Street vending is technically legal in Los Angeles, but vendors say landing a permit is often out of reach

This story was originally published on Civil Eats.

Outside the Big Saver Foods market in the small Los Angeles neighborhood of El Sereno, a cluster of sidewalk vendors wait in the parking lot for hungry customers to finish their shopping and stop by for a pupusa or an agua fresca. Follow the tantalizing scent of smoke and grilled chicken that wafts through the air, and you’ll arrive at Pollos Asado El Jaimito, where vendor Jaimie Trujillo is cooking up whole, spatchcocked birds on his outdoor grill.

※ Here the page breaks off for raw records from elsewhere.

PR #800, opened 2017-09-12
add new locales

zhongyn:
### Summary
Added new locales: ar, es-US, es-ES, pt-BR, fr-FR
Added placeholder for translation in alert/overlay/i18n/demographic-banner/date-picker

fix issue: https://github.com/cerner/terra-core/issues/805

@cerner/terra


dkasper-was-taken:
Is there an issue logged for this work? Are these additional locale aliases, or are we including new languages?

packages/terra-i18n/src/translationLoaders.js
```diff
@@ -1,3 +1,11 @@
+const loadArTranslation = (callback, scope) => {
```
alex-bezek: these all seem to be the same method. Would it be simpler to just make a single function that can create these based off a variable passed in?

Something along the lines of
```
const loadTranslationGenerator = (locale => {
  return (callback, scope) => {
   require.ensure([], (require) => {
     // eslint-disable-next-line
    const i18n = require(locale.toString());
    callback.call(scope, i18n);
  }, `${locale}-translations`);
})

...

const translationLoaders = {
  en: loadTranslationGenerator('en'),
  'en-GB': loadTranslationGenerator('en-GB'),
  ....
};
```

not sure on the syntax

emilyrohrbough:
I agree with @dkasper-was-taken. I think we should log an issue for this PR and log issues for the subsequent changes that will result from this change (i.e. updating translation files in components in core & clinical).

zhongyn:
@dkasper-was-taken @emilyrohrbough agree, will log related issues

packages/terra-alert/translations/es-ES.json
```diff
@@ -0,0 +1,9 @@
+{
```
emilyrohrbough: These aren't spanish?

zhongyn: they are placeholders for translation team to update. Need to log a jira in trans team so they can update the json and send a PR

packages/terra-i18n/src/translationLoaders.js
zhongyn: i tried that but webpack was not happy:
screen shot 2017-09-14 at 5 02 04 pm

bjankord: Yes, I believe we need to leave as is, webpack is picky about being able to statically analyze modules.

packages/terra-alert/translations/es-ES.json
bjankord: I'm ok with landing the PR with english translations as placeholders for the new locales. Its not ideal, but it avoids teams getting JS error is they use these new locales. HL team is on a time crunch to add this to one of their projects. I'll work with the translation team to prioritize getting these translations asap so we don't go too long with placeholder translations.

zhongyn:
@emilyrohrbough @bjankord can you approve this PR if no more change needed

Trujillo has been making his living as a street vendor in L.A. for three years, but he has only been setting up at this spot for a couple of months. At his previous location, local authorities sometimes cracked down on him for operating without a vending permit. Once, he even had to run and hide from them, lugging his entire grill full of chickens with him on foot so it wouldn’t be confiscated.

Still, Trujillo hasn’t tried to get a permit, because of the warnings he’s heard from other vendors. “They say it’s very difficult, because you need permission, kitchen licenses, and all these permits,” he says in Spanish.

Trujillo’s situation isn’t an uncommon one for street vendors in L.A., where the practice of selling food outdoors has been strictly regulated since tamaleros from Mexico and Chinese immigrants operating pushcarts became commonplace in the city around the turn of the 20th century.

Even though vending was technically legalized in California in 2018, state public health laws still make it almost impossible for most local vendors to get the permits they need to sell food in the formal economy, requiring extensive (and expensive) cart setups and prohibiting tasks like reheating food or cutting fruit.

Now, some advocates and politicians are pushing to overhaul the state’s outdated food code as part of a long-standing struggle to protect vendors from harassment, fines, and legal troubles. But others worry the proposed regulations don’t prioritize food safety enough to protect consumers.

It’s a battle that has been playing out for years in the many major U.S. cities where vending is either banned or strictly regulated. After street food carts were legalized in Chicago in 2015, advocates had to fight to lower steep licensing fines, and vendors in the city still aren’t allowed to prepare food on their carts or at home. In New York, vendors are pushing to reform a system where they can pay upwards of $20,000 for one of a limited number of permits on the black market.

In L.A., where carts selling chili-topped fruits, pupusas, and tacos can be found on almost every corner, the vendor-led campaign to legalize street food began when a group of women in Boyle Heights started speaking out against vendor harassment in 2008.